#### What you are asked to do
In the entries below, every line that contains "auto" must be located and copied.
:::::
PR #4948, opened 2022-03-28
fix(routes): Handle explicitly imported pages with different names

### LINKED ISSUE #4895: [Router] Pages in subdirectories are not rendered properly
Possibly related to #4896 

When a page is in a subdirectory:

```
web/src/pages/Jobs/JobsPage.js
```

When deployed to a *production* environment (Netlify, in this case, or `yarn rw build && yarn rw serve`), following a *link* to the page results in the proper render behavior:

image

However, going directly to the URL (clicking in the address bar and pressing `Enter`) does not:

image

Note that the Layout (header and footer) are rendered, just not the content of the page.

This behavior is *not* present when using `yarn rw dev`

@noire-munich found a workaround: have the page export a single, anonymous default function, rather than a named variable that's then exported after the fact:

```javascript
// broken
const JobsPage = () => {
  // ...
} 
export default JobsPage

// works
export default function () {
  // ...
}
```

The way that *doesn't* work is the style that our page generators create.

Not sure if this is related, but pages that are in subdirectories are not auto-imported correctly into `Routes.js` and need to be imported manually:

```
import JobsPage from 'src/pages/Jobs/JobsPage'
```

## Steps to Reproduce

The bug is fixed in the `main` branch, but if you checkout commit `531ce408` you can see it: https://github.com/redwoodjs/sprout

Locally run `yarn rw build && yarn rw serve`.

### LINKED ISSUE #4896: [Prerender] [Router] Prerender breaks if pages in the Router are in subdirectories
May be related to #4895 

When a `<Set prerender>` exists, and another page (outside of that Set) comes from a subdirectory, prerender errors out when encountering its route:

```
import { Private, Route, Router, Set } from '@redwoodjs/router'

import JobsPage from 'src/pages/Jobs/JobsPage'
import NewJobPage from 'src/pages/Jobs/NewJobPage'

const Routes = () => {
  return (
    <Router>
      <Set wrap={MainLayout}>
        <Route path="/jobs/new" page={NewJobPage} name="newJob" />
        <Route path="/jobs" page={JobsPage} name="jobs" />

        <Set prerender>
          <Route path="/showcase" page={ShowcasePage} name="showcase" />
          <Set wrap={[ShowcaseLayout]}>
            <Route path="/showcase/snaplet" page={ShowcaseSnapletPage} name="showcaseSnaplet" />
          </Set>
        </Set>
      </Set>
    </Router>
  )
}
```

```
% yarn rw prerender 

You can use `yarn rw prerender --dry-run` to debug

---------- Error rendering path "/showcase" ----------
ReferenceError: NewJobPage is not defined
    at Routes (/Users/rob/Sites/sprout/web/src/Routes.js:35:39)
    at processChild (/Users/rob/Sites/sprout/node_modules/react-dom/cjs/react-dom-server.node.development.js:3353:14)
    at resolve (/Users/rob/Sites/sprout/node_modules/react-dom/cjs/react-dom-server.node.development.js:3270:5)
    at ReactDOMServerRenderer.render (/Users/rob/Sites/sprout/node_modules/react-dom/cjs/react-dom-server.node.development.js:3753:22)
    at ReactDOMServerRenderer.read (/Users/rob/Sites/sprout/node_modules/react-dom/cjs/react-dom-server.node.development.js:3690:29)
    at Object.renderToString (/Users/rob/Sites/sprout/node_modules/react-dom/cjs/react-dom-server.node.development.js:4298:27)
    at runPrerender (/Users/rob/Sites/sprout/node_modules/@redwoodjs/prerender/dist/runPrerender.js:54:43)
    at processTicksAndRejections (node:internal/process/task_queues:96:5)
    at Task.task (/Users/rob/Sites/sprout/node_modules/@redwoodjs/cli/dist/commands/prerender.js:108:35)

  ✖ Prerendering /showcase -> web/dist/showcase.html
    → Failed to render "/Users/rob/Sites/sprout/web/src/pages/ShowcasePage/ShowcasePage.js"
    Prerendering /showcase/snaplet -> web/dist/showcase/snaplet.html
```

Presumably it would error out for all of the pages in subdirectories, but it never gets past the first one.

## Steps to Reproduce

We may have a workaround in the `main` branch already, but if you checkout commit `531ce408` you can see it: https://github.com/redwoodjs/sprout

Locally run `yarn rw build && yarn rw serve`.

dac09:
This PR fixes the issues linked below discovered on [Sprout](https://github.com/redwoodjs/sprout) , the gist of it being the Route auto loader plugin was bugging out when you:
a) Nest a page in a folder
```
./web/src/pages/
├── Jobs
│   ├── NewJobPage
│   │   └── NewJobPage.tsx
```

b) Import that page with a slightly different name than expected 
e.g.
```
import NewJobPage from 'src/pages/Jobs/NewJobPage'

// instead of the expected
import JobsNewJobPage from 'src/pages/Jobs/NewJobPage'
```
(all which is reasonable)

## **This PR does the following:**
- checks if the import has a custom name when prerendering, and preserves that name
- simplifies the logic for handling relative/absolute paths which are a real pain
- adds additional unit tests with a fixture that takes a snapshot of [sprout](https://github.com/redwoodjs/sprout) to reproduce
- adds prerender smoke tests (♥️ playwright) for when:
i) A page is explicitly imported (HomePage)
ii) Not imported (AboutPage)

---

Fixes #4896
Also Fixes #4895


tasks/smoke-test/tests/prerender.spec.ts
```diff
@@ -0,0 +1,53 @@
...
+import type { ServeFixture } from '../playwright-fixtures/rwServe.fixture'
+
+let noJsBrowser: BrowserContext
+rwServeTest.beforeAll(async ({ browser }: PlaywrightWorkerArgs) => {
+  noJsBrowser = await browser.newContext({
+    javaScriptEnabled: false,
+  })
+})
+
+rwServeTest.afterAll(async () => {})
```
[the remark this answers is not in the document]
dac09: For got to add the browser close in here.

dac09:
@Tobbe also added a fix for #4895 - its a hard one to explain properly, so I've added tests and done explainer for you here: https://s.tape.sh/fL2FKC6e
:::::
#### Written answer
Not sure if this is related, but pages that are in subdirectories are not auto-imported correctly into `Routes.js` and need to be imported manually:
This PR fixes the issues linked below discovered on [Sprout](https://github.com/redwoodjs/sprout) , the gist of it being the Route auto loader plugin was bugging out when you:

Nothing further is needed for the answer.